## Activity
Reproduce exactly the opening lines of the listing, stopping after the line that contains "-1,71 +1,52 @@" and including it.

## Supplied material
PR #1313, opened 2023-01-17
feat: Open explanation modal only the 1st time

### LINKED ISSUE #1260: When the user clicks on the buy with card button on the buy with card page, open the buy with card explanation modal
This should only happen once for the user.

UPDATE: Lets make it so the modal stops appearing the first time the user makes a transak purchase without waiting for it to be completed. Best to do it like this because the user might try to buy something else in the meantime and if the previous purchase is not finished, it will still see the modal.

kevinszuchet:
Closes #1260

### DIFF
--- a/webapp/src/components/Modals/BuyWithCardExplanationModal/BuyWithCardExplanationModal.tsx
+++ b/webapp/src/components/Modals/BuyWithCardExplanationModal/BuyWithCardExplanationModal.tsx
@@ -1,71 +1,52 @@
-import React, { useCallback, useEffect } from 'react'
+import React from 'react'
 import { Button, Modal, ModalNavigation } from 'decentraland-ui'
 import { t } from 'decentraland-dapps/dist/modules/translation/utils'
 import { Props } from './BuyWithCardExplanationModal.types'
 import styles from './BuyWithCardExplanationModal.module.css'
 
-const BUY_NFTS_WITH_CARD_EXPLANATION_POPUP_KEY =
-  'buy-nfts-with-card-explanation-popup-key'
-
-const BuyWithCardExplanationModal = ({ onContinue, onClose }: Props) => {
-  const handleOnClose = useCallback(() => {
-    localStorage.setItem(BUY_NFTS_WITH_CARD_EXPLANATION_POPUP_KEY, 'true')
-    onClose()
-  }, [onClose])
-
-  useEffect(() => {
-    if (
-      localStorage.getItem(BUY_NFTS_WITH_CARD_EXPLANATION_POPUP_KEY) === 'true'
-    ) {
-      // TODO(buy nfts with card): Dispatch the opening of Transak widget
-      onClose()
-    }
-  }, [onClose])
-
-  return (
-    <Modal open className={styles.buyWithCardExplanationModal}>
-      <ModalNavigation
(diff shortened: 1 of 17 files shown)


webapp/src/components/Modals/BuyWithCardExplanationModal/BuyWithCardExplanationModal.tsx
```diff
@@ -1,52 +1,71 @@
...
+  const handleOnClose = useCallback(() => {
+    localStorage.setItem(BUY_NFTS_WITH_CARD_EXPLANATION_POPUP_KEY, 'true')
+    onClose()
+  }, [onClose])
+
+  useEffect(() => {
+    if (
+      localStorage.getItem(BUY_NFTS_WITH_CARD_EXPLANATION_POPUP_KEY) === 'true'
+    ) {
+      // TODO(buy nfts with card): Dispatch the opening of Transak widget
```
fzavalia, line 20: I don't think the component should be responsible of handling this. The one opening the modal should be responsible of doing one thing or the other.

fzavalia (changes requested):

webapp/src/modules/item/actions.ts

## Task answer
PR #1313, opened 2023-01-17
feat: Open explanation modal only the 1st time

### LINKED ISSUE #1260: When the user clicks on the buy with card button on the buy with card page, open the buy with card explanation modal
This should only happen once for the user.

UPDATE: Lets make it so the modal stops appearing the first time the user makes a transak purchase without waiting for it to be completed. Best to do it like this because the user might try to buy something else in the meantime and if the previous purchase is not finished, it will still see the modal.

kevinszuchet:
Closes #1260

### DIFF
--- a/webapp/src/components/Modals/BuyWithCardExplanationModal/BuyWithCardExplanationModal.tsx
+++ b/webapp/src/components/Modals/BuyWithCardExplanationModal/BuyWithCardExplanationModal.tsx
@@ -1,71 +1,52 @@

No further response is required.